We need to talk about the impact of white supremacy culture on gay, lesbian, bisexual, transgender, queer and questioning people. We need to talk about its impact on housing, healthcare, education, corrections, policing, mental health, and a host of other issues. The knot is exquisitely complicated. We begin by centering the voices and experiences of Black, Indigenous and people of color. In the very least, when we learn that something we’re doing is causing pain, we have to pause. We have to take it seriously. We have to believe it.

Please trust this practice of centering is not political correctness run amok or coddling snowflakes who are easily offended. This isn’t cancel culture. We’re not cancelling “This Land is Your Land.” This is us attempting to untie the knot of white supremacy.

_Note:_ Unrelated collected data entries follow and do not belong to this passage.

PR #756, opened 2013-10-24
Add support for older cciss devices

xarses:
add detection for if devname is cciss and insert seperator if necessary

### DIFF
--- a/deployment/puppet/cobbler/templates/scripts/pmanager.py
+++ b/deployment/puppet/cobbler/templates/scripts/pmanager.py
@@ -204,7 +204,8 @@ class PManager(object):
                     if part["mount"] != "swap" and tabfstype != "none":
                         disk_label = self._getlabel(part.get('disk_label'))
                         self.post("mkfs.{0} -f $(readlink -f /dev/{1})"
-                                  "{2} {3}".format(tabfstype, disk["id"],
+                                  "{2}{3} {4}".format(tabfstype, disk["id"],
+                                                   self._pseparator(disk["id"]),
                                                    pcount, disk_label))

I don’t know where it leads. But I do take heart from the story Gina read earlier, Imbram X. Kendi’s Antiracist Baby: “Antiracist baby is always learning, changing and growing. Antiracist baby stays curious about all people, and isn’t all-knowing.”[9] And I take heart from the words we heard earlier from Commission on Institutional Change chairperson, the Rev. Leslie Takahashi: “The day is coming when all will know / That the rainbow world is more gorgeous than monochrome, / That a river of identities can ebb and flow over the static, stubborn rocks in its course, / That the margins hold the center.”[10]

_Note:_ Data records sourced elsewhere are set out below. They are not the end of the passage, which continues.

PR #759, opened 2013-10-25
new options for Havana

xenolog:


angdraug:
Do we really want to maintain a separate branch for Havana and deal with all the fallout of merging a large feature branch into master at some later point? I think it would be safer to implement Havana-specific changes in a backwards compatible manner and merge them one at a time. That way, everyone is exposed to these changes at the same time and any breakage is detected early and can be fixed quickly and with minimum disruption.

xenolog:
YES. I have some reasons for it:
- quantum renamed to neutron
- some packages requirements different with grizzly
- arrived  new options and deprecated some old.

dmitryilyin:
+1

xdel:
+1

I don’t know where it leads, but I am glad to be untying this knot with all of you.

Amen and blessed be.

[1] Commission on Institutional Change, Widening the Circle of Concern (Boston: UUA, 2020) p. vvii. See: https://www.uua.org/uuagovernance/committees/cic/widening/introduction.

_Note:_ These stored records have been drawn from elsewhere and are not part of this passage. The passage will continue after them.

PR #761, opened 2013-10-29
Horizon's fixes for Havana

xenolog:
and some else

### DIFF
--- a/deployment/puppet/horizon/manifests/init.pp
+++ b/deployment/puppet/horizon/manifests/init.pp
@@ -65,7 +65,7 @@ class horizon(
     if ! defined(Package[$name]){
       @package { $name : }
     }
-  } 
+  }
 
   File {
     require => Package['dashboard'],
@@ -187,6 +187,18 @@ class horizon(
         ],
         before  => Service['httpd'],
       }
+
+      #todo: may be need fix
+      Package['dashboard'] -> Exec['horizon_compress_styles']
+      Package['dashboard'] ~> Exec['horizon_compress_styles']
+      Package[$::horizon::params::horizon_additional_packages] -> Exec['horizon_compress_styles']
+      exec { 'horizon_compress_styles':
+        path    => '/bin:/usr/bin:/sbin:/usr/sbin',
+        cwd     => '/usr/share/openstack-dashboard',
+        command => 'python manage.py compress',
+        refreshonly => true
+      }
+      Exec['horizon_compress_styles'] ~> Service['httpd']
     }
     'Debian': {
       A2mod {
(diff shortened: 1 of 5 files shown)


deployment/puppet/horizon/manifests/init.pp
```diff
@@ -187,6 +187,18 @@
         ],
         before  => Service['httpd'],
       }
+
+      #todo: may be need fix
+      Package['dashboard'] -> Exec['horizon_compress_styles']
```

[2] https://www.uua.org/uuagovernance/committees/cic/widening

[3] See: “A Word About Centering” in the Introduction at https://www.uua.org/uuagovernance/committees/cic/widening/introduction.

[4] As an aside, Rolling Stone Magazine recently published its list of the top 40 most significant protest songs in American history. “All You Facists” is the first song on the list.

[5] Listen to Woody Guthrie’s “All You Facists” on YouTube at https://www.youtube.com/watch?v=VwcKwGS7OSQ. For an awesome, updated version by Wilco and Billy Bragg, check out: https://www.youtube.com/watch?v=40ila3Rh9lQ.

[6] Spitzer, Nick, “The Story of ‘This Land is Your Land’” National Public Radio, February 15th, 2012. See: https://www.npr.org/2000/07/03/1076186/this-land-is-your-land.

[7] Taylor, Rory, “Trump administration revokes reservation status for Mashpee Wampanoag tribe amid coronavirus crisis” (Vox, April 2, 2020) see: https://www.vox.com/identities/2020/4/2/21204113/mashpee-wampanoag-tribe-trump-reservation-native-land.

[8] Dunbar-Ortiz, An Indigenous Peoples’ History of the United States, (Boston: Beacon Press, 2014) pp. 2-3.